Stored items
┏━━
PR #956, opened 2020-01-21
Add platform pin mappings for Arduino MKR WiFi 1010

anoadragon453:
Allows this library to compile for the [Arduino MKR WiFi 1010](https://store.arduino.cc/arduino-mkr-wifi-1010). The MKR 1000 and MKR WiFi 1010 share the same mappings.

Tested and works with my own 1010.

Source: https://github.com/FastLED/FastLED/issues/414#issuecomment-444734818


kriegsman:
┗━━
ACTIVITY: The answer must be a single number: the count of lines in the data that contain the word "Arduino".

RESULT OF THE EXERCISE: 2